As fire ripped through Notre Dame Cathedral, the haunting melody of Ave Maria brought the usual rush hour clamor of Paris to a standstill. Hundreds, if not thousands, of devastated onlookers watched in disbelief as 800 years of history vanished into flames. It was, as many have since lamented, a national disaster.
Yet despite the magnitude of the inferno, Notre Dame will live to see another day. Though the fire ravaged much of the roof and the cathedral’s 295-foot spire, it stopped just short of taking down the iconic bell towers and stained glass windows. And that’s thanks in part to Notre Dame’s robust stone architecture. Keep reading to find out more.
Conceived as a lavish monument to the Virgin Mary, plans for Notre Dame were first unveiled in 1160 by Maurice de Sully, the bishop of Paris. His vision: to show off the capital’s newfound economic, religious and political status. No wonder this ambitious project took nearly two centuries to complete.
The first stone was laid in 1163 in the presence of Pope Alexander III and King Louis VII. Throughout the construction process, several renowned French architects, including Jean de Chelles, Pierre de Montreuil and Jean le Bouteiller, took turns in overseeing the project. Notre Dame was finally completed in 1345, and quickly became an important backdrop to some of the country’s most significant historical events; the most notable being the coronations of Henry VI of England and Napoleon Bonaparte.
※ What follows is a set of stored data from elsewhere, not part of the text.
PR #437, opened 2017-11-20
Fullscreen support

emersion:
This PR implements basic fullscreen support. This PR doesn't implement hardware fullscreen, this will be done in a separate PR. We need to do software fullscreen anyway in case hardware fullscreen is not supported.

- [x] xdg-shell support
- [x] wl-shell support
- [x] xwayland support
- [x] Render subsurfaces/popups/...
- [ ] ~~Render subsurfaces in `wlr_output`?~~ No compositing in `wlr_output`

Test plan:
- [x] `mpv`
  - [x] xwayland
  - [x] wl-shell
- [x] `evince`
  - [x] xdg-shell
  - [x] xwayland
- [x] `epiphany` (xdg-shell)
- [x] `chromium` (xwayland)
- [x] Test scaled outputs
- [x] Test rotated outputs

### DIFF
--- a/include/rootston/view.h
+++ b/include/rootston/view.h
@@ -38,6 +38,7 @@ struct roots_xwayland_surface {
 	struct wl_listener request_move;
 	struct wl_listener request_resize;
 	struct wl_listener request_maximize;
+	struct wl_listener request_fullscreen;
 	struct wl_listener map_notify;
 	struct wl_listener unmap_notify;
 };
--- a/include/rootston/view.h
+++ b/include/rootston/view.h
@@ -57,7 +57,7 @@ struct roots_view {
 	float rotation;
 
 	bool maximized;
-	struct wlr_output *fullscreen_output;
+	struct roots_output *fullscreen_output;
 	struct {
 		double x, y;
 		uint32_t width, height;
--- a/include/rootston/view.h
+++ b/include/rootston/view.h
@@ -12,8 +12,8 @@ struct roots_wl_shell_surface {
 	struct wl_listener destroy;
 	struct wl_listener request_move;
 	struct wl_listener request_resize;
-	struct wl_listener request_set_maximized;
-	struct wl_listener request_set_fullscreen;
+	struct wl_listener request_maximize;
+	struct wl_listener request_fullscreen;
 	struct wl_listener set_state;
 
 	struct wl_listener surface_commit;
--- a/include/rootston/view.h
+++ b/include/rootston/view.h
@@ -13,6 +13,7 @@ struct roots_wl_shell_surface {
 	struct wl_listener request_move;
 	struct wl_listener request_resize;
 	struct wl_listener request_set_maximized;
+	struct wl_listener request_set_fullscreen;
 	struct wl_listener set_state;
 
 	struct wl_listener surface_commit;
@@ -26,6 +27,7 @@ struct roots_xdg_surface_v6 {
 	struct wl_listener request_move;
 	struct wl_listener request_resize;
 	struct wl_listener request_maximize;
+	struct wl_listener request_fullscreen;
 };
 
 struct roots_xwayland_surface {
@@ -54,6 +56,7 @@ struct roots_view {
 	float rotation;
 
 	bool maximized;
+	struct wlr_output *fullscreen_output;
 	struct {
 		double x, y;
 		uint32_t width, height;
@@ -93,6 +96,7 @@ struct roots_view {
 	void (*move_resize)(struct roots_view *view, double x, double y,
 		uint32_t width, uint32_t height);
 	void (*maximize)(struct roots_view *view, bool maximized);
+	void (*set_fullscreen)(struct roots_view *view, bool fullscreen);
 	void (*close)(struct roots_view *view);
 };
 
@@ -103,6 +107,8 @@ void view_resize(struct roots_view *view, uint32_t width, uint32_t height);
 void view_move_resize(struct roots_view *view, double x, double y,
 	uint32_t width, uint32_t height);
 void view_maximize(struct roots_view *view, bool maximized);
+void view_set_fullscreen(struct roots_view *view, bool fullscreen,
+	struct wlr_output *output);
 void view_close(struct roots_view *view);
 bool view_center(struct roots_view *view);
 void view_setup(struct roots_view *view);
--- a/include/wlr/types/wlr_xdg_shell_v6.h
+++ b/include/wlr/types/wlr_xdg_shell_v6.h
@@ -152,6 +152,13 @@ struct wlr_xdg_toplevel_v6_resize_event {
 	uint32_t edges;
 };
 
+struct wlr_xdg_toplevel_v6_set_fullscreen_event {
+	struct wl_client *client;
+	struct wlr_xdg_surface_v6 *surface;
+	bool fullscreen;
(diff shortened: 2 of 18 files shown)


SirCmpwn:
We do have to render subsurfaces.

emersion:
All right, this is ready for review!

SirCmpwn:
Can you add a keybinding to fullscreen arbitrary windows?

include/rootston/view.h
```diff
@@ -13,6 +13,7 @@ struct roots_wl_shell_surface {
 	struct wl_listener request_move;
 	struct wl_listener request_resize;
 	struct wl_listener request_set_maximized;
+	struct wl_listener request_set_fullscreen;
```
acrisci: Naming should be consistent across the views if possible (so `request_fullscreen` and `request_mazimized`).

emersion: I tried to respect each shell's terminology. I'll unify all of them then.

include/wlr/types/wlr_xdg_shell_v6.h
```diff
@@ -152,6 +152,13 @@ struct wlr_xdg_toplevel_v6_resize_event {
 	uint32_t edges;
 };
 
+struct wlr_xdg_toplevel_v6_set_fullscreen_event {
+	struct wl_client *client;
```
acrisci: Why are we putting the client in these events? Shouldn't it be always the same as the client for the shell surface?

emersion: I just copy-pasta-ed the boilerplate from other events. So yeah, I don't think the client is useful in these events. Let's remove it.

types/wlr_surface.c
```diff
@@ -929,3 +929,17 @@ void wlr_surface_send_leave(struct wlr_surface *surface,
 		}
 	}
 }
+
+static inline int64_t timespec_to_msec(const struct timespec *a) {
```
ascent12: We have this functions in a couple of places.
It should probably live in util or something.

rootston/wl_shell.c
```diff
@@ -59,6 +59,17 @@ static void handle_request_set_maximized(struct wl_listener *listener,
...
 }
 
+static void handle_request_set_fullscreen(struct wl_listener *listener,
+		void *data) {
+	struct roots_wl_shell_surface *roots_surface =
+		wl_container_of(listener, roots_surface, request_set_fullscreen);
+	struct roots_view *view = roots_surface->view;
+	struct wlr_wl_shell_surface_set_fullscreen_event *e = data;
+
+	// TODO: support e->method, e->framerate
```
acrisci: I really doubt we'll ever support these things.

acrisci:
Why couldn't we do direct scanout for a surface with subsurfaces?

emersion:
If I've understood correctly, the goal of direct scan-out is avoiding a rendering step: the buffer is directly displayed in an overlay plane (maybe even without a copy, from what I've seen from weston's source). Correct me if I'm wrong, I'm not familiar with this.

SirCmpwn:
Same reason we can't do it for all views at all times. They need to be composited.

types/wlr_xdg_shell_v6.c
```diff
@@ -677,15 +663,38 @@ static void xdg_toplevel_protocol_unset_maximized(struct wl_client *client,
...
-	wl_signal_emit(&surface->events.request_fullscreen, surface);
+
+	struct wlr_xdg_toplevel_v6_set_fullscreen_event event = {
+		.client = client,
+		.surface = surface,
+		.fullscreen = false,
+		.output = NULL,
+	};
+
+	wl_signal_emit(&surface->events.request_fullscreen, &event);
```
acrisci: I think we wait until the shell surface commits the whole state before we emit the event.

emersion: What do you mean? We should wait? Right now `request_fullscreen` isn't triggered on commit.

Note: the state doesn't keep track of the `output` parameter, which would make waiting for a commit more tricky.

types/wlr_output.c
```diff
@@ -252,6 +252,27 @@ void wlr_output_make_current(struct wlr_output *output) {
 	output->impl->make_current(output);
 }
 
+static void output_fullscreen_surface_render(struct wlr_output *output,
+		struct wlr_surface *surface, const struct timespec *when) {
```
acrisci: Is the whole point of handling the rendering here to support direct scanout later?

emersion: Yes. This is a software fallback in case overlay planes and direct scan-out isn't supported.

types/wlr_xdg_shell_v6.c
acrisci: I'm making a note of this now because I'm pretty sure from looking at the code we're going to see rendering artifacts when the fullscreen happens. I'll test it when you make the command.

types/wlr_surface.c
emersion: Actually, there's only one of them in wlroots, which is this one. All others are in `examples/` (in `output-layout.c`, `rotation.c` and `simple.c`), so I wonder if it's worth it.

emersion:
>Can you add a keybinding to fullscreen arbitrary windows?

Added the `fullscreen` command that toggles fullscreen for the focused view. Some views don't expect that (e.g. `gnome-calculator` is buggy, have to click outside the view when fullscreened otherwise it's clipped) but most of them react correctly.

Addressed all other comments.

acrisci:
I'm getting lots of bugs with this.

1. partially rendered content on fullscreen similar to #439 
2. gets the wrong size on my output (drm and x11 backend)
3. pointer is messed up after return to normal state - doesn't respond to click events and pointer is put in the wrong location on the view (probably related to client cursors)

emersion:
Yeah, this is pretty strange. `wlr_output_set_fullscreen_surface` messes up the output, even after there's no fullscreen surface anymore. I'll look into this.

I'd like to address the partially rendered content in another PR, solving the issue at the same time for fullscreen and maximize.

emersion:
@acrisci Issues 2 and 3 should be fixed with the last commit.

emersion:
https://github.com/swaywm/wlroots/pull/437/commits/3262661e1e77db11d7e4939aa377804046df43f5 fixes a bug: `wl_output.enter` wasn't sent to the output at (0, 0) in the layout. This fix reveals a bug: on rotated outputs, `weston-terminal` draws an already rotated surface, and we rotate it a second time. I'll open an issue when this PR gets merged.

acrisci:
I'm still seeing a little jump sometimes on the transition. The window moves around before it goes in and out of fullscreen.

Also, take the window in and out of fullscreen many times and you will see that the size shrinks every time.

emersion:
>I'm still seeing a little jump sometimes on the transition.

As I said, I'll fix this with #439 in another PR since the fixes for these two bugs will be very similar.

>Also, take the window in and out of fullscreen many times and you will see that the size shrinks every time.

Which client? I can't reproduce with `evince` or `chromium`.

acrisci:
I can't reproduce it with those either. It's just gnome-terminal.

emersion:
>I can't reproduce it with those either. It's just gnome-terminal.

I don't think we can do anything about it. I can reproduce in GNOME.

acrisci:
👍

PR #443, opened 2017-11-22
Change glapi.sh to generate both source and header simeltaneously

ascent12:
This is how I originally wanted to write this file, but due to some meson limitations, I couldn't.
It's been fixed in 0.43.0, so now we can do this.


SirCmpwn:
Thanks!

PR #524, opened 2017-12-27
[wip] Role committed

acrisci:
Add a private role-committed func to wlr-surface to ensure the role commit handler always runs before all the other handlers. This simplifies the api by removing the need for a commit event on the role types.

Role call:

* [x] xdg-shell
* [x] wl-shell
* [x] wl_pointer-cursor (no committed func)
* [x] wl_data_device-icon
* [x] wl_subsurface (no committed func)
* [x] xwayland

### DIFF
--- a/include/wlr/types/wlr_data_device.h
+++ b/include/wlr/types/wlr_data_device.h
@@ -72,7 +72,6 @@ struct wlr_drag_icon {
 	} events;
 
 	struct wl_listener surface_destroy;
-	struct wl_listener surface_commit;
 	struct wl_listener seat_client_destroy;
 };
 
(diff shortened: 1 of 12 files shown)


emersion:
👍

emersion:
Ow, was that still WIP? Missed the last title change.

acrisci:
No I think it was good, just waiting for the build to pass. I think it's flaky.

SirCmpwn:
Hmm, I'm not sure I like this. I know you're pushing to unify the shell interface more, @acrisci, but this is an example where it might not make sense (i.e. abstracting features that exist in a subset of, but not all, shells). Implementation-wise the `role_data` abstraction is also iffy, it's not very type-safe and feels like a bit of a hack imo.

SirCmpwn:
This should also almost certainly use a wl_listener rather than a plain function pointer. I would probably be happier about `role_data` if it wasn't passed along in parameters but rather was just expected to be taken out of the wlr_surface.

PR #525, opened 2017-12-27
Serial validation for grab requests

### LINKED ISSUE #511: wlr-seat: validate serials
Serial validation should be moved into wlroots for library user convenience, and to avoid exposing certain library functions for the sole purpose of validation by the compositor library user.

If custom serial validation is required, like a noop validator for some reason, the interfaces that require validation should expose hooks (I wouldn't call this a priority right now though).

If some event does require validation and validation fails, the compositor should never know about the event.

The seat should store a list of recent events to validate against. Events that can validate an event include a button event or touch down. This should probably be done as a ring buffer of events.

The interface should be as simple as `bool wlr_seat_validate_serial(seat, serial)`

acrisci:
Add serial validation for grab requests.

Grab requests handled:

* xdg-shell move,resize
* wl-shell move,resize

Xwayland shell events cannot be validated because there is no serial information.

We thought serial validation was necessary for setting selections, but the the protocol doesn't specify how to validate these serials and Weston does no serial validation, so we won't do any validation of those after all.

fixes #511

### DIFF
--- a/include/rootston/cursor.h
+++ b/include/rootston/cursor.h
@@ -10,12 +10,6 @@ enum roots_cursor_mode {
 	ROOTS_CURSOR_ROTATE = 3,
 };
 
-struct roots_input_event {
-	uint32_t serial;
-	struct wlr_cursor *cursor;
-	struct wlr_input_device *device;
-};
-
 struct roots_cursor {
 	struct roots_seat *seat;
 	struct wlr_cursor *cursor;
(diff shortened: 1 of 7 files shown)


acrisci:
This does slightly change the behavior of grabs in a way that is more restrictive, but more in line with the text of the protocol.

You cannot start an interactive drag when more than one button is pressed on the pointer or there is more than one touch point down on the touch device.

SirCmpwn:
Thanks!

PR #526, opened 2017-12-27
Further improvements to header files and shared lib version

besser82:


meson.build
```diff
@@ -150,8 +156,9 @@ subdir('examples')
...
 	libraries: lib_wlr,
-	version: '0.0.1',
-	filebase: 'wlroots',
-	name: 'wlroots',
+	subdirs: '@0@-@1@'.format(meson.project_name(), meson.project_version()),
+	version: meson.project_version(),
+	filebase: meson.project_name(),
+	name: meson.project_name(),
 	description: 'Wayland compositor library',
 )
```
SirCmpwn: -1 to this commit. I'd rather not try to support several wlroots versions installed side-by-side.

SirCmpwn:
Looks good aside from that issue.

meson.build
besser82: Well, it's less about supporting parallel installs of different versions.  The sole purpose of that part is just to have the installed include-tree in an isolated directory, so it won't (possibly) clash with the include-tree in the source-dir.

SirCmpwn: Still not convinced. I don't like it.

besser82: So how should that be changed?  Just keeping `meson.project_name()` for the subdir?

SirCmpwn: Aye.

besser82: Fixed.

SirCmpwn:
LGTM, thanks! Will merge on build success.

besser82:
Yay!  =)

besser82:
@SirCmpwn Ready to merge, now  =)

SirCmpwn:
Thanks!

besser82:
You're welcome!

PR #531, opened 2017-12-27
wlr-keyboard: keep track of number of keycodes pressed

acrisci:
Makes this useful for sway bindcode.

### DIFF
--- a/types/wlr_seat.c
+++ b/types/wlr_seat.c
@@ -874,11 +874,9 @@ void wlr_seat_keyboard_enter(struct wlr_seat *seat,
 
 		struct wl_array keys;
 		wl_array_init(&keys);
-		for (size_t i = 0; i < WLR_KEYBOARD_KEYS_CAP; ++i) {
-			if (keyboard->keycodes[i] != 0) {
-				uint32_t *p = wl_array_add(&keys, sizeof(uint32_t));
-				*p = keyboard->keycodes[i];
-			}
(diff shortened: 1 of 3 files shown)


SirCmpwn:
Thanks!

types/wlr_seat.c
```diff
@@ -874,11 +874,9 @@ void wlr_seat_keyboard_enter(struct wlr_seat *seat,
 
 		struct wl_array keys;
 		wl_array_init(&keys);
-		for (size_t i = 0; i < WLR_KEYBOARD_KEYS_CAP; ++i) {
-			if (keyboard->keycodes[i] != 0) {
-				uint32_t *p = wl_array_add(&keys, sizeof(uint32_t));
-				*p = keyboard->keycodes[i];
-			}
+		for (size_t i = 0; i < keyboard->num_keycodes; ++i) {
+			uint32_t *p = wl_array_add(&keys, sizeof(uint32_t));
```
martinetd: wl_array_add can return null

emersion: Can you grep for wl_array_add and make sure that all return values are checked?

emersion: Can you grep for wl_array_add and make sure that all return values are checked?

martinetd: see top comment, about half are. I'll submit a PR to fix all that don't I guess.

PR #533, opened 2017-12-28
ENOMEM checks: consistently check wl_array_add return

martinetd:
Not quite perfect, but arguably better than nothing.

### DIFF
--- a/types/wlr_data_device.c
+++ b/types/wlr_data_device.c
@@ -907,6 +907,9 @@ static void data_source_offer(struct wl_client *client,
 		*p = strdup(mime_type);
 	}
 	if (!p || !*p){
+		if (p) {
+			source->mime_types.size -= sizeof *p;
+		}
 		wl_resource_post_no_memory(resource);
 	}
 }
--- a/types/wlr_data_device.c
+++ b/types/wlr_data_device.c
@@ -901,14 +901,14 @@ static void data_source_offer(struct wl_client *client,
 		wl_resource_get_user_data(resource);
 	char **p;
 
-	p = wl_array_add(&source->mime_types, sizeof *p);
+	p = wl_array_add(&source->mime_types, sizeof(*p));
 
 	if (p) {
 		*p = strdup(mime_type);
 	}
 	if (!p || !*p){
 		if (p) {
-			source->mime_types.size -= sizeof *p;
+			source->mime_types.size -= sizeof(*p);
 		}
 		wl_resource_post_no_memory(resource);
 	}
--- a/types/wlr_xdg_shell_v6.c
+++ b/types/wlr_xdg_shell_v6.c
@@ -922,19 +922,35 @@ static void wlr_xdg_toplevel_v6_send_configure(
 	wl_array_init(&states);
 	if (surface->toplevel_state->pending.maximized) {
 		s = wl_array_add(&states, sizeof(uint32_t));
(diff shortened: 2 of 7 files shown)


martinetd:
Sorry, doesn't build, will force push something in a min.

xwayland/selection.c
```diff
@@ -55,6 +55,15 @@ static int xwm_read_data_source(int fd, uint32_t mask, void *data) {
 	int current = selection->source_data.size;
 	if (selection->source_data.size < incr_chunk_size) {
 		p = wl_array_add(&selection->source_data, incr_chunk_size);
+		if (!p){
```
martinetd: Now I understand this slightly better, I guess it's probably safer to do the same as read fail (clear x11 selection, remove source and close fd); will do that instead.

types/wlr_xdg_shell_v6.c
```diff
@@ -922,19 +922,35 @@ static void wlr_xdg_toplevel_v6_send_configure(
 	wl_array_init(&states);
 	if (surface->toplevel_state->pending.maximized) {
 		s = wl_array_add(&states, sizeof(uint32_t));
-		*s = ZXDG_TOPLEVEL_V6_STATE_MAXIMIZED;
+		if (!s) {
+			wlr_log(L_ERROR, "Could not allocate state for maximized xdg_toplevel");
+		} else {
+			*s = ZXDG_TOPLEVEL_V6_STATE_MAXIMIZED;
```
emersion: Is it possible to abort if no memory is available instead of sending an invalid state to the client?

martinetd: Sure, done.

types/wlr_data_device.c
```diff
@@ -907,6 +907,9 @@ static void data_source_offer(struct wl_client *client,
 		*p = strdup(mime_type);
 	}
 	if (!p || !*p){
+		if (p) {
+			source->mime_types.size -= sizeof *p;
```
SirCmpwn: `sizeof(*p)`

types/wlr_xdg_shell_v6.c
```diff
@@ -948,6 +964,7 @@ static void wlr_xdg_toplevel_v6_send_configure(
 	zxdg_toplevel_v6_send_configure(surface->toplevel_state->resource, width,
 		height, &states);
 
+out:
 	wl_array_release(&states);
```
SirCmpwn: We should probably accompany these cases by posting OOM to the client

types/wlr_data_device.c
martinetd: I've sticked to the style of the file, 5 lines above. I guess I'll change that one as well then.

types/wlr_xdg_shell_v6.c
martinetd: I've seen `wl_resource_post_no_memory` around, is that what you are referring to? What does that actually does?

SirCmpwn: Yes, that's what I'm talking about. It tells the client that we were unable to fulfill its request due for OOMy reasons.

martinetd: Ok, I believe something like that might work. Not sure how to test in practice as this can't actually happen on linux/glibc... Hope for the best?

SirCmpwn:
Thanks!

PR #536, opened 2017-12-28
Send mode info on DRM refresh only once

Timidger:
When DRM refreshed, `wlr_output_set_mode` is called. It would then call
the DRM `set_mode` callback which sends the updated matrix and mode info.

However once that call completed it would then immediately send the
information again. This is handled poorly by xwayland, causing it to
scale up the clients twice.

I'm only half sure my reasoning is correct, so if someone with more knowledge on DRM / intricacies of the output part of the Wayland protocol wants to chime in that would be great.

### DIFF
--- a/types/wlr_output.c
+++ b/types/wlr_output.c
@@ -163,16 +163,7 @@ bool wlr_output_set_mode(struct wlr_output *output,
 	if (!output->impl || !output->impl->set_mode) {
 		return false;
 	}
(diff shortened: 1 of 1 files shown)


emersion:
I think your fix is correct. Backends' `set_mode` will call `wlr_output_update_mode` that will broadcast the new mode.

Can you do the same for `wlr_output_set_custom_mode`?

SirCmpwn:
Thanks!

Throughout its long history, the cathedral has undergone multiple phases of renovation to save it from disrepair. During the 1600s, repairs were led by Louis XIII and architect Robert de Cotte, and resulted in the addition of the cathedral’s now famous 8,000 pipe organ. Further renovations took place in the mid-19th century following the success of Victor Hugo’s 1829 novel, Notre-Dame de Paris. This time, construction fell to architects Eugène Viollet-le-Duc and Jean-Baptiste Lassus, under the guidance of King Louis Philippe I.
Despite these changes, at least one aspect of the original cathedral remained the same: its stone vault structure.
Gothic Stone Architecture
Raised ceilings are a must for any self-respecting Gothic building – the higher the better in order to be closer to God and the heavens. Increasing the height of buildings further allowed architects to install bigger windows for more light.
To achieve this, stone vaulting, a technique which dates back to Roman times, became the order of the day. In the aftermath of the recent fire, it appears Notre Dame’s stone architecture may have been critical to its survival. Allow me to explain.
While stone vaults are strong and robust, it seems they do not hold up well when exposed to the elements. To counteract this, medieval architects would attach a wooden roof covered with lead sheets over these vaults. In Notre Dame, this roof structure was so vast and intricate, it was nicknamed ‘the forest’.
As such, the body of Notre Dame was made up of two independent structures which sat on top of each other. Because of this separation, the stone vault structure could, and did, remain relatively intact, even when the roof was in flames. What’s more, though the stone walls suffered from considerable smoke and water damage, the physical integrity of stone ultimately meant that by and large, they did not collapse.
Water damage will be the first port of call, though this in itself could take months, even years to ensure the building is completely dry. Next, a thorough assessment of Notre Dame’s remaining structure to determine the extent of damage. Only then will we have a clearer time frame for restoration. The final step in this arduous process will be the task of designing a new roof and spire. For the spire, France have launched a global contest which has drawn participation from architecture firm Fosters + Partners and Belgian artist Wim Delvoye.
So far, donations totaling more than US$1 billion have been pledged for the reconstruction of Notre Dame. Although French President Emmanuel Macron has promised to rebuild the cathedral within a time frame of five years, experts warn that it may take a decade or two before it is fully repaired. The road to recovery may well be underway, yet there’s still a long way to go before Notre Dame can rise to glory once again.